IDF Ground Arm Upgrades Combat Capabilities vs. Disappearing Enemy

In view of the new character of the enemy, the IDF is currently introducing extensive organizational and operational revisions. Maj. Gen. Kobi Barak, Commander of the IDF Ground Arm, presented the new trends at the Israel Defense annual Fire, Maneuvering & Intelligence Conference

IDF Ground Arm Upgrades Combat Capabilities vs. Disappearing Enemy

Maj. Gen. Kobi Barak, Commander of the IDF Ground Arm (Photo: Gilad Kavalerchik)

In his address at the Israel Defense annual Fire, Maneuvering & Intelligence Conference, Maj. Gen. Kobi Barak, Commander of the IDF Ground Arm, described the future ground maneuver as an element of the future combined-arms land warfare. He also addressed the extensive organizational and operational revisions currently being introduced by the IDF in view of the new character of the enemy. The conference takes place between May 15 and May 16 at the Tel-Aviv Convention Center.

According to Maj. Gen. Barak, the enemy forces currently facing the IDF are decentralized, invisible and effectively concealed. An enemy force may be located in a fourth-floor apartment on a city street. Today's enemy is a disappearing enemy. Accordingly, these days an IDF company commander must operate within four new dimensions with which long-serving IDF commanders and troopers are not familiar. The first new dimension is the subterranean dimension and the second new dimension is the ground dimension, namely – the enemy in the city streets. The third dimension is the one above the ground but close to the ground, where the drones operate, and the fourth dimension involves cyberwarfare at the battalion level.
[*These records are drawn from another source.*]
Issue #165, opened 2015-09-20
Wrong value in sales/complete item total


glassen:
When adding more than one of an item, the item total on the receipt displayed in sales/complete only shows the total for one item. When reviewing the receipt from Takings, the total is correct. This is using master branch from git, checked out earlier today (latest commit eee7f137e).

daN4cat:
I've just tested with my latest (there is a pending pull request that needs to go in see #164 ) and I don't see the problem you describe in the receipt. Please check if this is a correct test scenario?

![image](https://cloud.githubusercontent.com/assets/636048/9982552/3a7fc7a0-5fd8-11e5-9ec6-8421e8d23ae0.png)

glassen:
Mine shows like this (I've started translating to Swedish as well) but only in sales/complete. It is correct when reviewing from takings. I will try again tomorrow with a clean slate an directly from jekkos repo without my changes to translations.
![screenshot](https://cloud.githubusercontent.com/assets/14387561/9982637/389a9310-5fe3-11e5-8757-ba2a0f93b67a.png)

daN4cat:
Translation are not the issue here.

Could you please take the latest from daN4cat/master (my repo) and give a try?
I'm pending a review before merging it in jekkos/master but mine is working and stable with several fixes.

glassen:
Tried your repo this morning with the same results from sales/complete 
![screenshot 2015-09-21 05 45 39](https://cloud.githubusercontent.com/assets/14387561/9985047/5728b67c-6024-11e5-887e-cce302305ba6.png)

But good results from sales/receipt
![screenshot 2015-09-21 05 47 38](https://cloud.githubusercontent.com/assets/14387561/9985054/7f19b78a-6024-11e5-8dc7-7b24dac3fc4f.png)

I also note that there are decimals in quantity when reviewing the receipt from Takings (also applies to invoices discount and quantity). Also note the date difference on invoice from sales/complete and sales/invoice

![skarmavbild 2015-09-21 kl 05 53 40](https://cloud.githubusercontent.com/assets/14387561/9985101/478436d2-6025-11e5-8b69-35cfa01f981f.png)

![skarmavbild 2015-09-21 kl 05 57 28](https://cloud.githubusercontent.com/assets/14387561/9985120/ac35de46-6025-11e5-96eb-f2931af34886.png)

daN4cat:
I cannot really reproduce this issue. I'll check next days to see if I can find any condition triggering the problem.

[...]

PR #176, opened 2015-09-25
#165 Fix invoice wrong date on sale completion

daN4cat:
Fix to invoice wrong date on sale completion and fixed the wrong font for "amount due" shown in the invoice.


daN4cat:
I merged this because it was a small fix to the invoice issue on sale completion.

PR #178, opened 2015-09-26
Feature assets url

souparno:
the helper assets url function will load the assets from the assets path mentioned in the config, this will make it easier to move assets in folder/sub-folder in the future if needed.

The Commander of the IDF Ground Arm explained that the current process includes numerous changes in the IDF ground forces. Some of these changes are currently undergoing trials. Examples: the future brigade task force will consist of an armored brigade and an infantry brigade, under the new designation "ground brigade" – three ground battalions, a reconnaissance battalion, a combat engineering battalion, a brigade HQ and logistics elements. A future tank platoon will consist of two tanks rather than three, because, among other reasons – the third tank will not be able to negotiate the narrow streets of a city or a village. As far as command and digital systems are concerned – in the future, the IDF/GHQ cloud and ground cloud will be merged into a single operational Internet network. As far as the armored vehicle category is concerned, fast, mobile, agile wheeled armored vehicles will be employed. The brigade commander will have at his disposal a trailer where ground and air force officers will operate jointly, as the sector boundaries assigned to the brigade will include the aerial medium. Robotic and autonomous systems will dominate the battlefield: a robotic advance guard and a logistic 'tail' made up of autonomous robotic vehicles. Every area within the theater of operations will be covered by a grid of ground-based and aerial sensors, including Radar, ElInt, and ComInt sensors. The signals picked up by the sensors will be processed and used to enable prompt, accurate fire response.

Maj. Gen. (res.) Eyal Eisenberg, formerly the Commander of the IDF Home Front Command, asserted in his address that the Israeli home front is not ready for a future war involving the home front, and that each one of the various home front organizations "is pulling the blanket in its own direction." The enemy in the north has an arsenal of 100,000 rockets and missiles, and the civilian solution for the home front must be a systemic one, as "The civilians will be under fire. It already happened during Operation Protective Edge. Today the enemy understands and estimates that they should undermine the operational continuity of the home front and destroy Israeli targets in order to exert pressure on the leadership. For this reason, the national security concept consists of the pillars (principles) of deterrence (prevention of a confrontation), early warning, decision, overbalance and an additional defensive pillar (the Arrow, David's Sling and Iron Dome systems and other resources)."

Col. (res.) Boaz Cohen, VP Land & C4I Systems at Elbit Systems, spoke about medium and long-range tactical fire support. "The current challenges are closing the loops promptly, avoiding collateral damage and prompt real-time decision making. We currently possess the abilities required in order to generate targets quickly using various methods. A target may consist of an individual vehicle that should be destroyed or a single launcher. Today, a transition is underway toward automatic and autonomous guns, a turret that fires without a human element in the loop. Today, each artillery unit has the firepower that a whole artillery battery had in the past. The Hanit 120mm tactical mortar system is the only system of its kind worldwide – a completely mobile artillery unit. Automation improves accuracy and enables personnel savings."